Core Concepts
The author proposes Disentangled Intervention-based Dynamic graph Attention networks with Invariance Promotion (I-DIDA) to handle spatio-temporal distribution shifts in dynamic graphs by discovering and utilizing invariant patterns.
Abstract
The paper introduces I-DIDA, a method to address spatio-temporal distribution shifts in dynamic graphs. It focuses on discovering invariant patterns to improve generalization under distribution shifts. Extensive experiments demonstrate the superiority of I-DIDA over state-of-the-art baselines.
Dynamic graph neural networks have shown powerful predictive abilities but struggle with distribution shifts. The proposed I-DIDA method aims to capture invariant patterns for stable predictions. By leveraging disentangled attention mechanisms and intervention strategies, the model can handle complex structural and temporal information effectively.

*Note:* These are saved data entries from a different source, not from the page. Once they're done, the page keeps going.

PR #304, opened 2019-03-04
feat(Visual): update all fields to serialized properties

thestonefox:
All usages of a field have now been updated to use a serialized
property to allow setting of data via UnityEvents.

New helper methods have been implemented to allow changes to
properties via code or the inspector to react to the changes and
update any relevant components as required.

The CameraColorOverlay component now also uses a working material to
apply the color overlay to instead of working directly on the injected
material. This means the injected material is used as a blueprint but
is never changed at runtime.

This new working material is automatically updated anytime the
OverlayMaterial property is changed.

### DIFF
--- a/Runtime/Visual/CameraColorOverlay.cs
+++ b/Runtime/Visual/CameraColorOverlay.cs
@@ -5,6 +5,9 @@
     using System;
     using System.Collections;
     using Malimbe.XmlDocumentationAttribute;
+    using Malimbe.PropertySerializationAttribute;
+    using Malimbe.BehaviourStateRequirementMethod;
+    using Malimbe.MemberChangeMethod;
     using Zinnia.Extension;
     using Zinnia.Data.Type;
 
@@ -22,17 +25,18 @@
             /// <summary>
             /// The <see cref="Color"/> being applied to the camera overlay.
             /// </summary>
-            [DocumentedByXml]
-            public Color color;
+            [Serialized]
+            [field: DocumentedByXml]
+            public Color Color { get; set; }
 
             public EventData Set(EventData source)
             {
-                return Set(source.color);
+                return Set(source.Color);
             }
 
             public EventData Set(Color color)
             {
-                this.color = color;
+                Color = color;
                 return this;
             }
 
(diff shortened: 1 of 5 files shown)


Runtime/Visual/CameraColorOverlay.cs
```diff
@@ -22,17 +25,17 @@ public class EventData
             /// <summary>
             /// The <see cref="Color"/> being applied to the camera overlay.
             /// </summary>
-            [DocumentedByXml]
-            public Color color;
+            [Serialized]
```
bddckr:
```suggestion
            [Serialized]
            [field: DocumentedByXml]
```

Runtime/Visual/CameraColorOverlay.cs
```diff
@@ -252,5 +269,23 @@ protected virtual void PostRender(Camera cam)
                 GL.PopMatrix();
             }
         }
+
+        /// <summary>
+        /// Copies the <see cref="OverlayMaterial"/> data to the <see cref="workingMaterial"/> data.
+        /// </summary>
+        protected virtual void CopyMaterialOverlayToWorking()
+        {
+            workingMaterial = new Material(OverlayMaterial);
```
bddckr: This needs to destroy the previous `workingMaterial` before creating a new instance (if it's not `null` that is).

Runtime/Visual/CameraColorOverlay.cs
```diff
@@ -252,5 +269,23 @@ protected virtual void PostRender(Camera cam)
...
+        }
+
+        /// <summary>
+        /// Called after the <see cref="OverlayMaterial"/> property has been changed.
```
bddckr:
```suggestion
        /// Called after <see cref="OverlayMaterial"/> has been changed.
```

Runtime/Visual/CameraColorOverlay.cs
```diff
@@ -252,5 +269,23 @@ protected virtual void PostRender(Camera cam)
...
+        /// </summary>
+        [CalledAfterChangeOf(nameof(OverlayMaterial))]
+        [RequiresBehaviourState]
```
bddckr: Code convention: Merge attributes.

Runtime/Visual/PointsRenderer.cs
```diff
@@ -20,38 +22,53 @@ public class PointsData
             /// <summary>
             /// Represents the start, i.e. the first rendered point.
             /// </summary>
-            public GameObject start;
+            [Serialized]
```
bddckr:
```suggestion
            [Serialized]
            [field: DocumentedByXml]
```

Runtime/Visual/PointsRenderer.cs
```diff
@@ -20,38 +22,53 @@ public class PointsData
             /// <summary>
             /// Represents the start, i.e. the first rendered point.
             /// </summary>
-            public GameObject start;
+            [Serialized]
+            public GameObject PointStart { get; set; }
```
bddckr: Changing all of these new names to have `Point` at the end reads better to me. `StartPoint`, `RepeatedSegmentPoint`, `EndPoint`.

Runtime/Visual/PointsRenderer.cs
```diff
@@ -20,38 +22,53 @@ public class PointsData
...
             /// </summary>
-            public GameObject repeatedSegment;
+            [Serialized]
+            public GameObject PointRepeatedSegment { get; set; }
             /// <summary>
             /// Represents the end, i.e. the last rendered point.
             /// </summary>
-            public GameObject end;
+            [Serialized]
+            public GameObject PointEnd{ get; set; }
```
bddckr:
```suggestion
            public GameObject PointEnd { get; set; }
```

Runtime/Visual/PointsRenderer.cs
```diff
@@ -20,38 +22,53 @@ public class PointsData
...
             /// </summary>
-            public GameObject start;
+            [Serialized]
+            public GameObject PointStart { get; set; }
             /// <summary>
-            /// Represents the segments between <see cref="start"/> and <see cref="end"/>. This will get cloned to create all the segments.
+            /// Represents the segments between <see cref="Start"/> and <see cref="End"/>. This will get cloned to create all the segments.
             /// </summary>
-            public GameObject repeatedSegment;
+            [Serialized]
```
bddckr:
```suggestion
            [Serialized]
            [field: DocumentedByXml]
```

Runtime/Visual/PointsRenderer.cs
```diff
@@ -20,38 +22,53 @@ public class PointsData
...
+            public GameObject PointRepeatedSegment { get; set; }
             /// <summary>
             /// Represents the end, i.e. the last rendered point.
             /// </summary>
-            public GameObject end;
+            [Serialized]
```
bddckr:
```suggestion
            [Serialized]
            [field: DocumentedByXml]
```

Runtime/Visual/PointsRenderer.cs
```diff
@@ -20,38 +22,53 @@ public class PointsData
...
+            public GameObject PointEnd{ get; set; }
             /// <summary>
             /// The points along the the most recent cast.
             /// </summary>
-            public IReadOnlyList<Vector3> points;
+            [Serialized]
```
bddckr:
```suggestion
            [Serialized]
            [field: DocumentedByXml]
```

Runtime/Visual/CameraColorOverlay.cs
thestonefox: Why do we need to destroy the previous one? Won't this simply overwrite the new one and the old one will be garbage collected?

bddckr: No, because `Material` is a Unity "resource" and as such needs to be destroyed on their native engine side.

bddckr: (It shows that by inheriting from `UnityEngine.Object` - all of those need to be `Destroy`ed.)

The approach involves disentangling spatio-temporal patterns, creating intervened distributions, and inferring latent environments to minimize prediction variance. By focusing on invariant patterns, the model achieves superior performance in link prediction tasks across various datasets.
Stats
Extensive experiments demonstrate the superiority of our method over state-of-the-art baselines under distribution shifts.
The dataset includes 23,035 nodes and 151,790 links in total.

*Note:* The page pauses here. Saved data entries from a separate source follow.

PR #309, opened 2019-03-05
Fix/property drawers

thestonefox:


Editor/Data/Attribute/RestrictedAttributeDrawer.cs
```diff
@@ -0,0 +1,63 @@
...
+    using UnityEngine;
+    using UnityEditor;
+
+    [CustomPropertyDrawer(typeof(RestrictedAttribute))]
+    public class RestrictedAttributeDrawer : PropertyDrawer
+    {
+        public override void OnGUI(Rect position, SerializedProperty property, GUIContent label)
+        {
+            EditorGUI.BeginProperty(position, label, property);
+            RestrictedAttribute attrib = attribute as RestrictedAttribute;
```
bddckr:
```suggestion
            RestrictedAttribute attrib = (RestrictedAttribute)attribute;
```
I don't like the short variable name but can't come up with something else than `restrictedAttribute` which is a bit long.

Editor/Data/Attribute/RestrictedAttributeDrawer.cs
```diff
@@ -0,0 +1,63 @@
...
+
+            bool playingAndActiveAndEnabled = Application.isPlaying && property.serializedObject.targetObject is Behaviour behaviour && behaviour.isActiveAndEnabled;
```
bddckr:
```suggestion
            bool isPlayingAndActiveAndEnabled = Application.isPlaying && property.serializedObject.targetObject is Behaviour behaviour && behaviour.isActiveAndEnabled;
```
Regular C# naming convention for boolean types.

Editor/Data/Attribute/RestrictedAttributeDrawer.cs
```diff
@@ -0,0 +1,63 @@
...
+
+            bool originalGUIEnabledState = GUI.enabled;
+            if (makeReadOnly)
+            {
+                GUI.enabled = false;
+            }
+
+            Color controlColor = Color.grey;
+
+            Color currentGUIColor = GUI.color;
```
bddckr:
```suggestion
            Color currentGuiColor = GUI.color;
```

Editor/Data/Attribute/RestrictedAttributeDrawer.cs
```diff
@@ -0,0 +1,63 @@
...
+
+            bool muteProperty = (attrib.restrictions & RestrictedAttribute.Restrictions.Muted) != 0;
+
+            bool originalGUIEnabledState = GUI.enabled;
+            if (makeReadOnly)
+            {
+                GUI.enabled = false;
+            }
+
+            Color controlColor = Color.grey;
```
bddckr:
```suggestion
            const Color controlColor = Color.grey;
```
I think that works.

Editor/Data/Attribute/RestrictedAttributeDrawer.cs
bddckr: I suggest to rename all of these `current*` variables to `original*` like the other one above.

Editor/Data/Attribute/RestrictedAttributeDrawer.cs
```diff
@@ -0,0 +1,63 @@
...
+                GUI.color = currentGUIColor;
+                EditorStyles.label.normal.textColor = currentNormalTextColor;
+                EditorStyles.label.focused.textColor = currentFocusedTextColor;
+                EditorStyles.label.fontStyle = currentFontStyle;
+            }
+
+            if (makeReadOnly)
+            {
+                GUI.enabled = originalGUIEnabledState;
+            }
```
bddckr:
```suggestion
            }

```
I feel like we always split control statements with the following expressions with some space like this, but your call!

Runtime/Data/Attribute/RestrictedAttribute.cs
```diff
@@ -0,0 +1,26 @@
+﻿namespace Zinnia.Data.Attribute
+{
+    using UnityEngine;
+    using System;
+
+    /// <summary>
+    /// Defines the <c>[Restricted]</c> attribute.
```
bddckr:
```suggestion
    /// Draws the member in a specified restricted way.
```
We should actually fix this on all attributes...

Runtime/Data/Attribute/RestrictedAttribute.cs
```diff
@@ -0,0 +1,26 @@
...
+    /// </summary>
+    public class RestrictedAttribute : PropertyAttribute
+    {
+        [Flags]
+        public enum Restrictions
```
bddckr: Anything in this class needs docs: Enum, enum's variants, field, constructor. The constructor's summary should be a copy of the type's summary.

Editor/Data/Attribute/RestrictedAttributeDrawer.cs
thestonefox: Color can't be const

bddckr: 👍

Runtime/Data/Attribute/RestrictedAttribute.cs
```diff
@@ -0,0 +1,45 @@
...
+    public class RestrictedAttribute : PropertyAttribute
+    {
+        /// <summary>
+        /// The restriction options that can be applied.
+        /// </summary>
+        [Flags]
+        public enum Restrictions
+        {
+            /// <summary>
+            /// The property is always set to ReadOnly
```
bddckr:
```suggestion
            /// The property is always read-only.
```

Runtime/Data/Attribute/RestrictedAttribute.cs
```diff
@@ -0,0 +1,45 @@
+﻿namespace Zinnia.Data.Attribute
+{
+    using UnityEngine;
+    using System;
+
+    /// <summary>
+    /// Draws the member in a specified restricted way.
```
bddckr:
```suggestion
    /// Draws the property in a specified restricted way.
```
You used that in the docs you added and I think that's what Unity uses, too.

Runtime/Data/Attribute/RestrictedAttribute.cs
```diff
@@ -0,0 +1,45 @@
...
+        /// </summary>
+        [Flags]
+        public enum Restrictions
+        {
+            /// <summary>
+            /// The property is always set to ReadOnly
+            /// </summary>
+            ReadOnlyAlways = 1 << 0,
+            /// <summary>
+            /// The property is only set to ReadOnly when the Application is playing and the component is enabled.
```
bddckr:
```suggestion
            /// The property is read-only when the application is playing and the component is enabled.
```

Runtime/Data/Attribute/RestrictedAttribute.cs
```diff
@@ -0,0 +1,45 @@
...
+            /// </summary>
+            ReadOnlyWhenPlayingAndEnabled = 1 << 1,
+            /// <summary>
+            /// The property style is de-emphasized.
```
bddckr:
```suggestion
            /// The property is de-emphasized.
```

Runtime/Data/Attribute/RestrictedAttribute.cs
```diff
@@ -0,0 +1,45 @@
...
+            /// </summary>
+            Muted = 1 << 2
+        }
+
+        /// <summary>
+        /// The restriction options that will be applied.
```
bddckr:
```suggestion
        /// The restriction options to apply.
```

Runtime/Data/Attribute/RestrictedAttribute.cs
```diff
@@ -0,0 +1,45 @@
...
+        /// </summary>
+        public readonly Restrictions restrictions;
+
+        /// <summary>
+        /// Draws the member in a specified restricted way.
```
bddckr:
```suggestion
        /// Draws the property in a specified restricted way.
```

We use "Data Mining" as ‘w/ DS’ and the left as ‘w/o DS’.
We use word2vec [75] to extract 32-dimensional features from paper abstracts.
The dataset includes 13,095 nodes and 65,375 links in total.
We use "Pizza" as ‘w/ DS’ and the left as ‘w/o DS’.
Quotes
"Our work is the first study of spatio-temporal distribution shifts in dynamic graphs."
"We propose Disentangled Intervention-based Dynamic Graph Attention Networks with Invariance Promotion (I-DIDA)."
"The contributions of our work are summarized as follows."